Jinwoo An is currently an Assistant Professor at the School of Engineering (Civil Engineering) at the University of Mount Union. He received his Ph.D. in Civil Engineering from the University of Central Florida in 2015. His research field can be classified into three categories: 1) Characterization of recyclable materials for sustainability in construction and civil engineering, 2) Utilization of new advanced nanomaterials in cement and concrete composites to develop multifunctional construction materials, and 3) Investigation on the relationship between sustainable materials and the environment.

Boo Hyun Nam

Boo Hyun Nam is currently Associate Professor of Department of Civil, Environmental, and Construction Engineering (ECE) at University of Central Florida (UCF).
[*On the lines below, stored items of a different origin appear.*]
PR #385, opened 2021-05-06
allow setting exception handler to the same value

kilograham:
Thiis might happen if exceptions are set dynamically on both cores, but VTOR is the same... this should indeed cause an error if the values differ, but not otherwise

### DIFF
--- a/src/rp2_common/hardware_exception/exception.c
+++ b/src/rp2_common/hardware_exception/exception.c
@@ -46,7 +46,7 @@ exception_handler_t exception_set_exclusive_handler(enum exception_number num, e
 #if !PICO_NO_RAM_VECTOR_TABLE
     uint32_t save = save_and_disable_interrupts();
     exception_handler_t current = exception_get_vtable_handler(num);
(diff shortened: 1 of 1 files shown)


lurch (approved):

src/rp2_common/hardware_exception/exception.c
```diff
@@ -46,7 +46,7 @@ exception_handler_t exception_set_exclusive_handler(enum exception_number num, e
 #if !PICO_NO_RAM_VECTOR_TABLE
     uint32_t save = save_and_disable_interrupts();
     exception_handler_t current = exception_get_vtable_handler(num);
-    hard_assert(exception_is_compile_time_default(current));
+    hard_assert(handler == current || exception_is_compile_time_default(current));
```
lurch, line 49: If `handler == current` I guess this whole function _effectively_ becomes a no-op?

kilograham: yes this is a nop

liamfraser (commented):
LGTM

PR #1464, opened 2023-07-28
Fix: Pad the hour field with leading zeros in datetime_to_str()

e-ieki:
In the datetime_to_str() function, the hour field was not zero-padded while other time fields (minutes and seconds) were padded with leading zeros. This caused a lack of visual consistency in the output, potentially leading to confusion in interpreting the data.

This commit fixes the issue by adding zero-padding to the hour field, ensuring a consistent and easily readable datetime format.


Reneg973:
Wouldn't it mean that the day also has to be zero-padded?

e-ieki:
@Reneg973 
Thank you. You might be right. Upon second thought, it seems that the original code's date format is also quite common and not as problematic as I initially thought. I would like to withdraw my pull request.

PR #1484, opened 2023-08-27
PioAsm: Add a maximum version to supported CMake versions to avoid deprecation warning

### LINKED ISSUE #1483: CMake deprecation warning displayed when pioasm is built
I lately compiled one of my projects using cmake 3.27.4 and was greeted with this deprecation notice:
```
CMake Deprecation Warning at CMakeLists.txt:1 (cmake_minimum_required):
  Compatibility with CMake < 3.5 will be removed from a future version of
  CMake.

  Update the VERSION argument <min> value or use a ...<max> suffix to tell
  CMake that the project does not need compatibility with older versions.
```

His research includes the areas of characterization of multiple civil engineering materials (i.e., cement/concrete, aggregate, soil, solid waste, etc.), nano-engineered cementitious composites, and mechanical characterization of cement/concrete. Dr. Nam serves multiple technical committees of ASCE Geotechnical-Institute (GI) and Transportation Research Board (TRB). He is a current faculty advisor of ASCE-UCF student chapter advisor.

Byoung Hooi Cho

Byoung Hooi Cho is currently an Assistant Professor of the Department of Civil Engineering at Sangmyung University, Republic of Korea. After his Ph.D. at The University of Texas at Austin, he worked as an engineering manager in Samsung C&T and then as Postdoctoral researcher at University of Central Florida. His research areas include use of nanotechnology (e.g., graphene, carbon nanotube) in concrete, characterization of cement-based materials, and polymer-based concrete structures (e.g., Latex-modified concrete, waterproofing concrete systems, etc.).

Jongwan Eun

Jongwan Eun is an Assistant Professor in the Department of Civil and Environmental Engineering at the University of Nebraska-Lincoln. Dr. Eun received an M.S. from the University of Texas at Austin, and received his Ph.D. degree from the University of Wisconsin-Madison focused on Geoenvironmental Engineering. Dr. Eun has over 15 years of professional and academic experience in Geotechnical and Geoenvironmental engineering. His research interest is focused on waste containment system, GHG emission controls, and radioactive material disposal. Dr. Eun is a member of three technical committees (geosynthetics, and unsaturated soil mechanics) of Geo-Institute, ASCE.